A comunicação escrita necessita de um retorno do
interlocutor que,
ao contrário do que ocorre na comunicação
falada, estabelece uma
relação indireta com o escritor. Esse retorno diz
respeito à compreensão
do texto, que se dá por meio da sua interpretação,
que tem relação direta
com a qualidade da produção no que diz respeito a
sua estrutura, ao seu
conteúdo e à sua qualidade expressiva.
A aprendizagem da língua falada é um processo natural,
que é estimulado
desde cedo pelas pessoas que nos cercam. A língua escrita,
ao
contrário, não é aprendida através
do mesmo processo. Utilizando-se
uma analogia, podemos dizer que, assim como acontece quando fazemos
algum esporte, a aprendizagem da língua escrita somente
pode ser
aperfeiçoada por meio de treinos e orientação
constantes. Por essa razão,
o ensino de Leitura e Produção de Textos deve ser
devidamente
trabalhado em sala de aula. É somente através de
acompanhamento e de
exercícios regulares que será possível se
ter um bom domínio da habilidade
escrita.
É
preciso que as produções dos alunos sejam socializadas,
isto é, os
colegas devem ter acesso aos textos uns dos outros. Quando só o
professor
assume o papel de interlocutor, a única habilidade que o
educando
desenvolverá será a escrita de textos para o professor
e, assim,
sua aptidão será limitada à produção
de textos para apenas um tipo de
leitor.
Frente à legislação vigente, que permite um
número elevado de
alunos por turma, torna-se inviável um trabalho qualitativo
em que os
textos sejam socializados. Em salas de aula desse tipo, é impossível
que
cada aluno desenvolva suas potencialidades e habilidades relacionadas à
produção escrita, pois não lhe é oferecido
um ambiente adequado,
no qual possa compartilhar seus textos e ter retorno do seu
interlocutor para poder aperfeiçoá-los por meio das
críticas do professor
e, inclusive, dos seus colegas. O ambiente ideal para o trabalho
com
Produção de Textos é um local onde o aluno
possa falar, pois esse deve
ser o objetivo do professor: estimular o aluno a produzir conhecimento
e
compartilhá-lo com as outras pessoas. E como, em um contexto
escolar
desfavorável, todos os alunos poderão expor seus
textos e falar
sobre eles?
A linguagem escrita tomou uma proporção tamanha com
o advento
da Internet.

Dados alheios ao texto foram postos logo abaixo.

PR #698, opened 2023-08-01
Solution

Volodymyr-Mykychak:


src/main/java/mate/jdbc/service/impl/DriverServiceImpl.java
```diff
@@ -0,0 +1,48 @@
...
+
+    @Override
+    public Driver createDriver(Driver driver) {
+        validationService.validateBeforeCreate(driver);
+        return driverDao.create(driver);
+    }
+
+    @Override
+    public Driver getDriverById(Long id) {
+        return driverDao.get(id).orElse(null);
```
okuzan, line 30:
```suggestion
        return driverDao.get(id).orElse(null);
```
better practice is to throw exception than to return null silently
```suggestion
        return driverDao.get(id).orElseThrow(() -> new NoSuchElementException("Couldn't find a driver with id: " + id));
```

src/main/java/mate/jdbc/service/impl/ManufacturerServiceImpl.java
```diff
@@ -0,0 +1,49 @@
...
+
+    @Override
+    public Manufacturer createManufacturer(Manufacturer manufacturer) {
+        validationService.validateBeforeCreate(manufacturer);
+        return manufacturerDao.create(manufacturer);
+    }
+
+    @Override
+    public Manufacturer getManufacturerById(Long id) {
+        return manufacturerDao.get(id).orElse(null);
```
okuzan, line 31: same

okuzan (changes requested):

olekskov (approved):
Good job

PR #648, opened 2026-09-06
limine: Allow EL2 without VHE to boot on EL1 under base revision 6

YiraSan:
## Rationale

Currently, Limine triggers a hard panic on base revision 6 when booting on AArch64 systems running at EL2 without VHE (Virtualization Host Extensions). While investigating this restriction, it appeared unclear why non-VHE EL2 environments were outright excluded, as they affect a massive portion of the ARM ecosystem.

Architecturally, Virtualization Host Extensions (`FEAT_VHE`) were only introduced starting with ARMv8.1-A. A vast majority of foundational ARMv8-A hardware implements ARMv8.0 and therefore fundamentally lacks hardware VHE support. For instance, the Raspberry Pi 4 is an ARMv8.0 SoC. When booted via standard UEFI firmware layers, control is handed over to the bootloader at EL2 without VHE.

While developers could theoretically fall back to older revisions, doing so means missing out on all the critical bug fixes, enhanced CPU state guarantees during kernel handoff, etc... It feels a bit unfortunate to leave out ubiquitous hardware when a graceful EL2-to-EL1 transition path is feasible.

## Proposed Changes

This pull request introduces a clean, reliable EL2-to-EL1 transition path for non-VHE environments under base revision 6, including support for MpRequest.

This modification is entirely non-breaking, while it will require to slightly modify the protocol specification. Any platform or environment that successfully booted under base revision 6 prior to this change will continue to do so identically.

I have tested this PR on my own Raspberry Pi 4B.

### DIFF
--- a/common/lib/spinup.asm_aarch64
+++ b/common/lib/spinup.asm_aarch64
@@ -5,10 +5,41 @@
 // noreturn void enter_in_el1(uint64_t entry, uint64_t sp, uint64_t sctlr,
 //                            uint64_t mair, uint64_t tcr, uint64_t ttbr0,
 //                            uint64_t ttbr1, uint64_t direct_map_offset)
-// Configure EL1 state and jump to kernel. Must be called at EL1.
+// Configure EL1 state and jump to kernel.
 
 .global enter_in_el1
 enter_in_el1:
+    // Drop EL2 -> EL1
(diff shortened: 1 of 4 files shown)


YiraSan:
Damn I forgot to target trunk. I will fix that.

PR #649, opened 2026-09-06
common: Allow EL2 without VHE to boot on EL1 under base revision 6

YiraSan:
## Rationale

Currently, Limine triggers a hard panic on base revision 6 when booting on AArch64 systems running at EL2 without VHE (Virtualization Host Extensions). While investigating this restriction, it appeared unclear why non-VHE EL2 environments were outright excluded, as they affect a massive portion of the ARM ecosystem.

Architecturally, Virtualization Host Extensions (`FEAT_VHE`) were only introduced starting with ARMv8.1-A. A vast majority of foundational ARMv8-A hardware implements ARMv8.0 and therefore fundamentally lacks hardware VHE support. For instance, the Raspberry Pi 4 is an ARMv8.0 SoC. When booted via standard UEFI firmware layers, control is handed over to the bootloader at EL2 without VHE.

While developers could theoretically fall back to older revisions, doing so means missing out on all the critical bug fixes, enhanced CPU state guarantees during kernel handoff, etc... It feels a bit unfortunate to leave out ubiquitous hardware when a graceful EL2-to-EL1 transition path is feasible.

## Proposed Changes

This pull request introduces a clean, reliable EL2-to-EL1 transition path for non-VHE environments under base revision 6, including support for MpRequest.

This modification is entirely non-breaking, while it will require to slightly modify the protocol specification. Any platform or environment that successfully booted under base revision 6 prior to this change will continue to do so identically.

I have tested this PR on my own Raspberry Pi 4B.

### DIFF
--- a/common/lib/spinup.asm_aarch64
+++ b/common/lib/spinup.asm_aarch64
@@ -5,10 +5,41 @@
 // noreturn void enter_in_el1(uint64_t entry, uint64_t sp, uint64_t sctlr,
 //                            uint64_t mair, uint64_t tcr, uint64_t ttbr0,
 //                            uint64_t ttbr1, uint64_t direct_map_offset)
-// Configure EL1 state and jump to kernel. Must be called at EL1.
+// Configure EL1 state and jump to kernel.
 
 .global enter_in_el1
 enter_in_el1:
+    // Drop EL2 -> EL1
+    mrs x8, currentel
+    cmp x8, #0b1000 // EL2 ?
+    b.ne 0f 
+
+    msr sp_el0, x1
+
+    msr mair_el1, x3
+    msr tcr_el1, x4
+    msr ttbr0_el1, x5
+    msr ttbr1_el1, x6
+    msr sctlr_el1, x2
+    isb
+    dsb sy
+    isb
+
+    tlbi vmalle1
+    dsb nsh
+    isb
+
+    mov x8, #(1 << 31)
+    msr hcr_el2, x8
+
+    mov x8, #0x3c4
+    msr spsr_el2, x8
+
+    msr elr_el2, x0         
+
+    eret
+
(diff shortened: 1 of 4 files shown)


Mintsuki:
Hi, thanks for the PR.

Besides several style concerns with the PR, this method of boot (EL2 to EL1 drop) existed, and was ditched for a reason.

The method would require bootloader trapping guarantees which require setting a mask of bits of what *not* to trap, and these bits change over time as aarch64 and its implementations evolve. Basically rendering aarch64 not backwards compatible (this path in particular).

Please direct your complaints to ARM Holdings plc.

YiraSan:
Hi, thanks for taking the time to review the PR.

I completely understand the general concern regarding the maintenance burden of trap masks and forward compatibility as aarch64 evolves.

I would just like to clarify one architectural detail: this specific non-VHE EL2-to-EL1 fallback path is exclusively limited to ARMv8.0. According to the ARM Architecture Reference Manual, from ARMv8.1 onwards, FEAT_VHE is strictly mandatory whenever EL2 is implemented. Therefore, any newer CPU will inherently take Limine's existing native VHE boot path.

Because ARMv8.0 is a finalized and frozen specification, the trap mask required for this specific non-VHE drop is entirely static. It is immune to future aarch64 extensions, meaning this specific path would never actually require the ongoing "whack-a-mole" updates you rightfully want to avoid.

That being said, I fully respect the project's strict design philosophy. I will happily maintain this patch in my downstream fork if you decide not to re-open this PR.

*Looking back at my own patch, I realize I actually forgot to disable trapping bits... 😅*

Mintsuki:
Thanks for the kind suggestions. I made it work in 685ce5fbf000a7cfecbf6e53cd05e8e2e40f8cc6.

PR #651, opened 2026-09-07
menu: add BOOT_KEYBIND for direct entry booting

viewerofall:
Adds a global `BOOT_KEYBIND: <key> <index>` config option that binds a
single key to boot into the given entry based on its place in a flat list, not expanded meaning directories are just counted as another one so everything under them is just another one.

### Behaviour

- Case-insensitive on both sides (config value and keypress), so `H` and
  `h` are equivalent.
- Respects `keyboard_layout` remapping — the bound key is matched against
  the post-remap character, same as every other menu keystroke.
- Cannot target a sub-menu/directory entry, only a bootable entry. 
- Keys that are hardcoded or already bound such as (`1`-`9`, `e`, `s`, `u`, `b`) will make the keybind be skipped, giving the hardcoded ones priority
- If the same key is bound more than once, the one listed first wins.
- Any malformed line is skipped silently allowing you to have a successful go with your config, just a dysfunctional line. 
- Index follows a flat list, not a tree one you do not have to expand directories in order to boot your entry.

### Testing

- Built and booted under QEMU (BIOS and UEFI) against a minimal limine protocol setup over 3 entries
- Verified on real hardware (UEFI boot).
- Confirmed keybinds fire during the timeout countdown as well as after
  it's aborted (single keypress does both).

### Docs

`CONFIG.md` updated with the new `BOOT_KEYBIND` option under the
Miscellaneous global options list.

---

Assisted-by: Claude:claude-sonnet-5


viewerofall:
@Mintsuki can you see why this is failing, because I cannot get this to replicate anywhere on my system. 
Ive recloned it twice, ive configured it differently. I cant get this thing to do the error to figure out where the hell I am going wrong. `bootsect.asm:165: error: TIMES value -1 is negative` is what is happening in the workflow and I cant figure out what happened to change that. Is it tolower using more storage? 

EDIT: After checking, this seems to be caused be your stage1/hdd commit changing and eating up more bytes that it should causing it to crash with an out of storage error practically

viewerofall:
@Mintsuki when you are done with everything and such, can you review or comment then merge this. Its been a week and I dont want any code editing this making it not work. Thank you.

PR #661, opened 2026-09-13
Limine showing UNVERSIONED when building from a git submodule

cbpudding:
Good afternoon,

While working on a Linux distribution, I ran into an issue where version.sh did not believe that it was operating in a git repository. Since a submodule creates .git as a file, the check fails, and the bootloader shows UNVERSIONED. Switching this to simply check if the file exists, regardless of mode, fixes the issue.

Hope this helps!
~Alex


cbpudding:
PR not targeting trunk and the fork GitHub made doesn't have the trunk branch. Closing this and forking again...

PR #74, opened 2018-01-26
WIP: Bypass URI as path only if absolute for OPTIONS

webknjaz:
I'm not sure whether it's right from the RFC point of view, but this allows to put path w/o query-string into PATH_INFO in case of origin-form.

Bug fix (possibly)

cherrypy/cherrypy#1662

PATH_INFO in WSGI env is assigned URI as is if proxy is enabled.

PATH_INFO is assigned to path part if URI is not absolute.

---
This change is [Reviewable](https://reviewable.io/reviews/cherrypy/cheroot/74)


webknjaz:
@bertjwregeer @josephtate @jaraco Could you please share your opinion regarding RFC compliance?

bertjwregeer:
That change looks fine to me from a RFC perspective.

webknjaz:
@bertjwregeer thanks.
What about `proxy_mode`? Maybe it's better to raise an error when there's no absolute path present?

webknjaz:
Here's what I think:
* If we expect it to act like proxy, there's not enough info if only origin-form is present in Request-Line. absolute-form is needed for proxy to know where to connect to. So in case of enabled proxy mode I'd raise an error if absolute-form validation fails.
* It should be okay to set PATH_INFO to absolute-path in case of disabled proxy mode, but
  * [RFC encourages to accept absolute-form for all queries](https://tools.ietf.org/html/rfc7230#section-5.3.2) and instructs servers implementing Virtual Hosts to override Host header with a host from absolute-form. It looks like this should be handled on another level, but WSGI requires to have just absolute-path part there.
* Based on that, I'd just turn off proxy mode in cherrypy adapter.

jaraco:
I'm okay with this change. Will be good to stabilize the behavior reported in the ticket.

webknjaz:
Actually, I'm not okay with it now:) But haven't had time to put a new patch together

danlamanna:
> This issue has been automatically marked as stale because it has not had recent activity. It will be closed if no further activity occurs. Thlank you for your contributions.

I would hate to see this issue/PR fall off the radar since it's caused us to pin CherryPy to an older version in our downstream project (https://github.com/girder/girder/).

Seeing as how the related issue has broken long lived expectations of CherryPy's handling of OPTIONS requests, is it possible to get this patched in the meantime?

webknjaz:
@danlamanna I need to re-do this patch in order to have it merged. I just didn't have time for this. I wish there were more maintainers who could help.

bertjwregeer:
Stale bot... go away. This is still an issue.

webknjaz:
Now bot won't close it with actual `bug` label.

webknjaz:
@jaraco should we _think_ of deferring HTTP parsing to https://github.com/python-hyper/h11?

fviard:
Hi, today I encountered this issue also using cherrypy and just trying to use query params...
That would be nice if that could be fixed soon... And also if there was a "hack" that can be used with existing versions.
FYI, applying the fix proposed here solve my issue.
thanks

duper51:
@fviard You're going to end up using a version of cheroot that is not RFC compliant, so you might have some user agents that misbehave and/or introduce yourself to various vulnerabilities.

cheroot/server.py
```diff
@@ -827,12 +827,15 @@ def read_request_line(self):
...
+        uri_is_absolute_form = (scheme or authority)
+
         if self.method == b'OPTIONS':
             # TODO: cover this branch with tests
             path = (
                 uri
                 # https://tools.ietf.org/html/rfc7230#section-5.3.4
-                if self.proxy_mode or uri == ASTERISK
+                if (self.proxy_mode and uri_is_absolute_form)
+                or uri == ASTERISK
```
jaraco: I'm pretty sure this line can be eliminated as `urllib.parse.urlsplit('*').path == '*'` anyway.

jaraco: Removed in dc9592b6.

webknjaz:
FTR I recall there have been some corner cases there in conjunction with CherryPy.

cheroot/server.py
webknjaz: @jaraco where did you see `urllib.parse.urlsplit('*').path == '*'`?

webknjaz: Because I don't see any code checking for `ASTERISK` now.

webknjaz: I think that this change is wrong. And the problem with this PR was this hack: https://github.com/cherrypy/cherrypy/blob/535605c/cherrypy/_cpwsgi_server.py#L31

It was temporary until this PR's figured out (https://github.com/cherrypy/cherrypy/commit/c87bc9f73740dfe35e4d2ca9082dccb6278bdc53). We should revert it to `proxy_mode=False` now and see if it's ok.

Assim, podemos imaginar que essa habilidade se tornará imprescindível para praticamente todas as áreas de
atuação profissional
e, também, para a formação de um cidadão
inteirado com o mundo
contemporâneo. Portanto, levando em consideração
as evidentes diferenças
entre língua falada e língua escrita, já apontadas
por Oswald de
Andrade, não podemos ignorar que, em função
da necessidade de se
dar uma atenção especial ao trabalho com a língua
escrita (que é muito
menos praticada do que a língua falada), deve ser compromisso
de
toda a sociedade batalhar por uma sala de aula condizente com as
necessidades de nossos alunos. A Leitura e a Produção
Textual realizadas
por nossos estudantes merecem um espaço para um trabalho
de
qualidade.
* Mestre em Teoria e Análise Lingüística
pela Ufrgs e professora de Língua Portuguesa e Produção
de
Textos no Colégio Maria Auxiliadora.
** Mestre em Literatura Comparada pela Ufrgs e professora do
Colégio La Salle Canoas.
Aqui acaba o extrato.